Despite inflation anxieties, some U.S. manufacturers are looking forward to expanded tariffs. 
“It’s going to be great for all the American factories throughout the United States,” said Drew Greenblatt, president of Marlin Steel, a wire and sheet metal products manufacturer that sources American steel.  
Trump’s 25% tariff on certain steel imports during his first administration didn’t help Marlin Steel since it excluded fabricated steel from China, Greenblatt said, but he’s confident Trump’s next round of tariffs will be a boon. If tariffs play out the way he’d like, he anticipates needing to double his current staff of 115.  
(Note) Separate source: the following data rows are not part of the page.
Issue #902, opened 2016-08-26
[1.10.2 - Beta 109] DamageTypes not initialized


lesbleu:
Hi,
When I use the DamageTypes.class during the event DestructEntityEvent, I have this error : 
http://pastebin.com/aRJrF4uc

rexbut:
@gabizou fix the problem in the commit https://github.com/SpongePowered/SpongeCommon/commit/dc02afafbc2ca753539f06214d4357182a1315b9

PR #903, opened 2016-08-26
DamageTypes not initialized

rexbut:
The creation of a "DamageSource" create a "Map" from "DamageTypes" in "DamageSourceToTypeProvider" though they are not yet initialized.

Fixe : https://github.com/SpongePowered/SpongeCommon/issues/902

### DIFF
--- a/src/main/java/org/spongepowered/common/registry/type/event/DamageSourceRegistryModule.java
+++ b/src/main/java/org/spongepowered/common/registry/type/event/DamageSourceRegistryModule.java
@@ -32,13 +32,14 @@ import org.spongepowered.api.registry.util.RegistrationDependency;
 @RegistrationDependency(DamageTypeRegistryModule.class)
 public final class DamageSourceRegistryModule implements RegistryModule {
 
-    public static final net.minecraft.util.DamageSource IGNORED_DAMAGE_SOURCE = new net.minecraft.util.DamageSource("spongespecific").setDamageBypassesArmor().setDamageAllowedInCreativeMode();
+    public static net.minecraft.util.DamageSource IGNORED_DAMAGE_SOURCE;
     public static net.minecraft.util.DamageSource DAMAGESOURCE_POISON;
     public static net.minecraft.util.DamageSource DAMAGESOURCE_MELTING;
 
     @Override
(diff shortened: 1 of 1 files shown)


gabizou:
How exactly does this fix registrations?

rexbut:
The problem is that the "DamageType" returned on death is a "[Dummy](https://github.com/SpongePowered/SpongeAPI/blob/bleeding/src/main/java/org/spongepowered/api/event/cause/entity/damage/DamageTypes.java#L44)" : http://pastebin.com/aRJrF4uc


When you create a DamageSource it uses the class "[DamageSourceToTypeProvider](https://github.com/SpongePowered/SpongeCommon/blob/bleeding/src/main/java/org/spongepowered/common/registry/provider/DamageSourceToTypeProvider.java#L46)" : [Line 64](https://github.com/SpongePowered/SpongeCommon/blob/bleeding/src/main/java/org/spongepowered/common/mixin/core/event/cause/entity/damage/MixinDamageSource.java#L64)

But if the "[DamageSourceToTypeProvider](https://github.com/SpongePowered/SpongeCommon/blob/bleeding/src/main/java/org/spongepowered/common/registry/provider/DamageSourceToTypeProvider.java#L46)" class is used too early, the DamageType will not yet be initialized and the "[Map\<String, DamageType\>](https://github.com/SpongePowered/SpongeCommon/blob/bleeding/src/main/java/org/spongepowered/common/registry/provider/DamageSourceToTypeProvider.java#L46)" contain "[Dummy](https://github.com/SpongePowered/SpongeAPI/blob/bleeding/src/main/java/org/spongepowered/api/util/generator/dummy/DummyObjectProvider.java)"

The first "DamageSource" must be created after the installation of "DamageType" : [Fix](https://github.com/rexbut/SpongeCommon/blob/b2b3a58bd30b80d9c560db8ea2a6fd4c6d15d548/src/main/java/org/spongepowered/common/registry/type/event/DamageSourceRegistryModule.java#L42)

rexbut:
@gabizou fix the problem in the commit https://github.com/SpongePowered/SpongeCommon/commit/dc02afafbc2ca753539f06214d4357182a1315b9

“So many jobs I lose because the price-sensitive purchasing manager gives the job to the Chinese vendor rather than us,” he said. “I’m going to start winning all those jobs. This is going to be very good for the American factory worker.” 
A universal 10% tariff could create 2.8 million jobs, according to one study from pro-tariff trade group the Coalition for a Prosperous America. Another study from nonpartisan think tank the Brookings Institution in 2020 found tariffs during Trump’s first administration appeared to create several thousand jobs in the steel industry, but gains in manufacturing sectors competing with imports were “more than offset” by losses in industries that relied on imports or faced retaliatory tariffs on exports. 
Bayard Winthrop, founder and CEO of apparel manufacturer American Giant, said he’s in favor of rebalancing trade with China and other international trade partners through tariffs. He just wants to see it done methodically and mindfully. 
If Trump slapped on a universal 20% tariff on day one, “that would be devastating,” Winthrop said. But “I don’t think that’s where we’re going to land. I think where we’re going to land is a gradual increase over time of tariffs, and I think that posture I am supportive of.” 
After its launch in 2012, San Francisco-based American Giant has grown into one of the largest American clothing manufacturers, sourcing all of its materials from within the country. Winthrop said tariffs would be good for the company, but also help boost the American middle class by offering more factory work. 
“(There will be) some increase in costs – that’s the price you pay – but the benefit is it will begin to put in place some industrial capability in the United States that I think is desperately needed,” he said. “I think it’s needed for jobs. I think it’s needed for middle, industrial class and lower-skilled workers all over the country.” 
Scott Paul, president of the Alliance for American Manufacturing, has also advocated for a continued “strategic application” of tariffs. 
“The idea of escalated tariffs on some Chinese products has merit, and if we’re looking to either decouple or derisk our economy from China, that’s an important policy step we have to take,” he said.